In transitioning from the spreadsheet-based workflow representation to CWL + RO-Crate, several key issues must be addressed:
During workflow execution, some datasets may be updated, altering their content. However, in the spreadsheet-based representation, there is no tracking of which specific version of the updated dataset is used at each step.
To address this, we could implement a dataset versioning strategy, where each updated dataset is assigned a new version identifier. Several approaches can be considered:
-
Semantic-free versioning: The updated dataset receives a new, arbitrary identifier. In this case, additional metadata is required to capture the version’s origin, its relationship to previous versions, and how it was generated.
-
Semantic-rich versioning: The updated dataset’s identifier encodes information about:
- The temporal relationship between the new and old versions.
- The process by which the new version was derived from the previous one.
-
Hybrid approach: The dataset ID contains meaningful information about both its version and its provenance, reducing the need for additional metadata while maintaining clarity about dataset lineage.
In the spreadsheet-based workflow, certain SSs and STs may have direct relationships that do not involve specific DTs as input or output. These connections often represent small pieces of information being passed between steps, so explicit datasets were not initially defined in the spreadsheet.
However, CWL requires dependencies between workflow steps to be defined through data inputs and outputs. To accommodate this, we can either introduce "temporary" datasets in the spreadsheets to represent these relationships, or we can define ad-hoc connections between SSs and STs. This approach would allow for the automatic generation of "temporary" dependencies when converting the workflow to CWL, without modifying the original spreadsheets.
CWL workflows are modeled as Acyclic Directed Graphs, meaning that cycles (where a step depends on itself, directly or indirectly) are not allowed. In the spreadsheets, some cyclic dependencies appear, likely due to:
- Possible errors in the description
- Usage of updated dataset using the original dataset's name
These cycles must be corrected before the workflow can be properly represented in CWL.

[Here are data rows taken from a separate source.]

PR #683, opened 2024-07-24
Added toeplitz operator

### LINKED ISSUE #663: [FEA] Add toeplitz operator
Add a `toeplitz` that matches the functionality of SciPy: https://docs.scipy.org/doc/scipy/reference/generated/scipy.linalg.toeplitz.html

cliffburdick:
Added `toeplitz` operator
Renamed `scalar_type` to `value_type` in operators to better match STL

Closes #663

### DIFF
--- a/docs_input/api/linalg/other/toeplitz.rst
+++ b/docs_input/api/linalg/other/toeplitz.rst
@@ -6,7 +6,7 @@ toeplitz
 Generate a toeplitz matrix
 
 `c` represents the first column of the matrix while `r` represents the first row. `c` and `r` must
-have the same first value; if they don't match, the first value from `r` will be used.
+have the same first value; if they don't match, the first value from `c` will be used.
 
 Passing a single array/operator as input is equivalent to passing the conjugate of the same
 input as the second parameter. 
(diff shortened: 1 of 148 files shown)


docs_input/api/linalg/other/toeplitz.rst
```diff
@@ -0,0 +1,33 @@
+.. _toeplitz_func:
+
+toeplitz
+========
+
+Generate a toeplitz matrix
+
+`c` represents the first column of the matrix while `r` represents the first row. `c` and `r` must
+have the same first value; if they don't match, the first value from `r` will be used.
```
tylera-nvidia, line 9: We document here that if c and r don't have a first value that match we use r[0], however looking at the code, it looks like we always use op1[0] for the first element, which maps to c param from the user API.

tylera-nvidia: (this is because we use the conditional j>i). We could change the conditional or change the wording here to reflect is always used for (0,0) and its diagonal.

tylera-nvidia (approved):

docs_input/api/linalg/other/toeplitz.rst
cliffburdick: Yes, I updated the code after writing that. Thanks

Some steps in the spreadsheets consist only of manually gathering data, which could be simplified:
- These steps can be removed and replaced by global CWL inputs.
- Some steps lack inputs, outputs, or both, indicating potential errors in the spreadsheet that should be addressed before conversion.
The following tables are crucial for converting the spreadsheet into CWL:
- ST-WF: Maps which steps (ST) are used in which workflows (WF).
- SS-ST: Describes which software or service (SS) is used in each sub-workflow (ST).
- DT-SS: Defines dependencies between datasets (DT) and steps (SS) in a sub-workflow.
- DT-ST: Captures dependencies between datasets and steps in the top-level workflow.
Any errors or inconsistencies in these tables must be resolved to ensure a valid CWL representation.
For the ro-crate-metadata.json
file, it is essential to have as much information as possible about the workflows, steps, datasets, and services.